Given that the special edition has long since sold out, I'd like to find out what I'd be "missing out" on if I went with the current Laco Pilot 42 Type B Automatic.

To my eyes/research they're practically identical: the dial font/layout, lume, case size/material/sandblasted finishing, "FL23883" engraving, crown, domed sapphire crystal.

Have I missed anything? I'm a detail nut so feel free to be as picky/anal as you like.  Thanks in advance.


----------



## Janne (Apr 16, 2007)

snue said:


> Great forum, I've been learning a lot recently. I'm curious what the differences between the following two watches are:
> - Laco Pilot 42 Type B Automatic
> - WUS Laco Pilot Baumuster B Special Edition (42 mm)
> 
> ...


I answered in RED.

Also, the crown was specially made to resemle the Original. It is the same on current Laco ETA models


----------



## Uwe W. (Jan 7, 2009)

snue said:


> I'm curious what the differences between the following two watches are:
> - Laco Pilot 42 Type B Automatic
> - WUS Laco Pilot Baumuster B Special Edition (42 mm)
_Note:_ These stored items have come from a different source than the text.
PR #994, opened 2025-02-04
Feature/devtooling 1009 - Introduce PreHook and PostHooks JS SDK

HemanthDogiparthi12:


resources/sdk/purecloudjavascript/templates/index.d.ts.mustache
themooks, line 1: * setPreHook and setPostHook also need to be defined in DefaultHttpClient class.
* I think the hookFunction definition possibly needs a Promise - not totally sure but believe so: hookFunction: (config: any) => Promise<any>
* minor: could we have something like enableHooks instead of executeHooks

resources/sdk/purecloudjavascript/templates/README.mustache
themooks, line 1: * For any custom requirements like pre validations or post cleanups (for ex: OCSP and CRL validation), we can inject the prehook and posthook functions.
The SDK's default client will make sure the injected hook functions are executed.

* Async example?
async function PreHook(config) {
	try {
		console.log("Running Pre-Hook: Certificate Revocation Checks");
        // custom validation logics
		console.log("Certificate validated successfully.");
		return config;
	} catch (error) {
		console.error("Pre-Hook Validation Failed:", error.message);
		throw error; // Reject request if validation fails
	}
}

resources/sdk/purecloudjavascript/templates/ApiClient.mustache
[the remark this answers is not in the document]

I'm curious as to why you're comparing the automotic version of the 42 mm to the Special Edition? There's also a handwinding version, which would be a more comparable model (Mannheim 42 mm, handwinding, Ref: 861695).


----------



## Janne (Apr 16, 2007)

It was called a WUS Limited Edition, btw.
50 units were made. In my household, we own 4% of that.


----------



## snue (Jul 20, 2011)

Thanks, Janne, for the confirmations, clarifications & additions to my points.
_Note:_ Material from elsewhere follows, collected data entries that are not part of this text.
PR #998, opened 2025-02-13
[Devtooling-1063] Logging when max retries hit

fergalmcl:


resources/sdk/purecloudjava/templates/ApiClient.mustache
```diff
@@ -889,6 +893,10 @@ public class ApiClient implements AutoCloseable {
                 if (e.getStatusCode() == 401 && shouldRefreshAccessToken) {
                     handleExpiredAccessToken();
                     return getAPIResponse(request, returnType, isAuthRequest);
+                } else if (e.getStatusCode() == 429) {
```
HemanthDogiparthi12, line 896: will this usecase ("e.getStatusCode() == 429") be covered in e.getStatusCode() >= 300 below ?

resources/sdk/purecloudjava/templates/ApiClient.mustache
```diff
@@ -829,6 +829,10 @@ public class ApiClient implements AutoCloseable {
             }
             return new ApiResponseWrapper<>(statusCode, reasonPhrase, headers, body, entity);
         }
+        else if (statusCode == 429) {
```
HemanthDogiparthi12, line 832: you can add String message = "error"; as a default message and then override it with "Max number of retries exceeded";

reduces code duplication

HemanthDogiparthi12 (commented):
I think you have to log the error when the sdk is sleeping until the retry-after is reached. and retrying again . 

look at this piece of code in apiclient.

private boolean waitBeforeRetry(long retryAfterMs){}

Adding a log here, solves the purpose of this ticket and gives more visibility to the user that SDK is in retry process. 

"message":"Rate limit encountered. Retry the request in [retryAfterMs] seconds"

HemanthDogiparthi12 (approved):

HemanthDogiparthi12 (commented):
Please do the same change for other SDKs as well.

Regarding your comment that the dials between the two are different in all aspects, I'm respectfully not seeing this. To my eyes they look pretty much identical -- please see the first 2 photos below, which I found elsewhere on WUS (sorry, should have included these in my initial post). If you still see differences then you must have a very sharp eye (and could you please share any differences you see)?
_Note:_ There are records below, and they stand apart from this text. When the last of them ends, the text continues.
PR #143, opened 2025-09-23
[SECRES-3532] Delay check for supported package manager version based on need

ikretz:
This PR optimizes the behavior of SCFW's `PackageManager` implementations regarding supported version checking.

Currently, SCFW checks that the version of the underlying package manager is supported at `PackageManager` initialization: instantiating the `PackageManager` is impossible unless this version check passes.  While this approach is sound from a security standpoint, it is overly conservative: having a supported version is only needed when SCFW knows it has work to do, that is, when it is `run`ing  an "installish" package manager command or performing an `audit`.  Otherwise, enforcing version compliance ends up blocking by default commands for which SCFW is irrelevant.  Thus, this PR delays the version checks as long as possible until we know SCFW has work to do.

Other changes include:
* Adding matrix tests for the latest version of npm, pip and Poetry

### DIFF
--- a/scfw/package_managers/npm.py
+++ b/scfw/package_managers/npm.py
@@ -36,14 +36,6 @@ class Npm(PackageManager):
         Raises:
             RuntimeError: A valid executable could not be resolved.
         """
-        def get_npm_version(executable: str) -> Optional[Version]:
-            try:
-                # All supported versions adhere to this format
-                npm_version = subprocess.run([executable, "--version"], check=True, text=True, capture_output=True)
-                return version_parse(npm_version.stdout.strip())
-            except InvalidVersion:
-                return None
-
         executable = executable if executable else shutil.which(self.name())
         if not executable:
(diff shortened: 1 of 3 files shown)


scfw/package_managers/npm.py
```diff
@@ -189,6 +189,8 @@ def dependencies_to_packages(dependencies: dict[str, dict]) -> set[Package]:
 
             return packages
 
+        self._check_version()
```
sobregosodd, line 185: you can make _version into a singleton pattern, thus you'll be achieving lazy evaluation, and you don't have to worry about when to check the version

ikretz: Moved the "get version" step into the "check version" step in [5340f20](https://github.com/DataDog/supply-chain-firewall/pull/143/commits/5340f20c7ac15e1ad177cc5f3eb731cb3bbc49be)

FYI, the 3rd photo below is of the hand-winding Pilot 42 Type B. I'm including it based on the assumption that it shares the same dial as the automatic version (and photo #3's clarity and watch orientation should provide easier comparison to photo #1).

WUS Limited Edition:









Pilot 42 Type B Automatic (861691 "Hannover"):









Pilot 42 Type B Hand Winding (861695 "Mannheim"):


----------



## snue (Jul 20, 2011)

As a side-note (and part of the reason I'm asking these questions), I can't trust the photos on the Laco website as they reuse the exact same photo for both their 42mm and 45mm Pilot watches. :S I've done enough research to know this isn't right -- the numerals on the 45's dial are more spaced-out than on the 42.
https://shop.laco.de/en/pilot-watch/pilot-watch-42-Hannover.html
https://shop.laco.de/en/Pilot-Watch/Pilot-42-Type-B-hand-winding.html
https://shop.laco.de/en/Pilot-Watch/Pilot-45-Type-B-hand-winding.html

Thanks everyone for your help & patience!


----------



## Janne (Apr 16, 2007)

This is the WUS LE with the Blued hands


----------



## snue (Jul 20, 2011)

Uwe W. said:


> I'm curious as to why you're comparing the automotic version of the 42 mm to the Special Edition? There's also a handwinding version, which would be a more comparable model (Mannheim 42 mm, handwinding, Ref: 861695).


Good question Uwe. It's a few things...

The "convenience" of an automatic watch really appeals to me. Just wear it and it'll keep ticking, you don't have to remember to wind it. I'm new to the world of watches -- this will be my first mechanical watch and my daily wearer. While I know hand-wind is more historically accurate for fliegers it just seems too tedious, error-prone and high-maintenance to me. Of course, seeing as how many fans there are of hand-wound watches on this forum who knows what the future will hold for me... 

I also really like how the Limited Edition looks and appreciate the effort that went into making it historically accurate from a visual/aesthetic perspective (dial font/lume/markings, case shape/finishing, engraving on side, etc.). It gives the design more "depth"/significance than other watches that merely look good.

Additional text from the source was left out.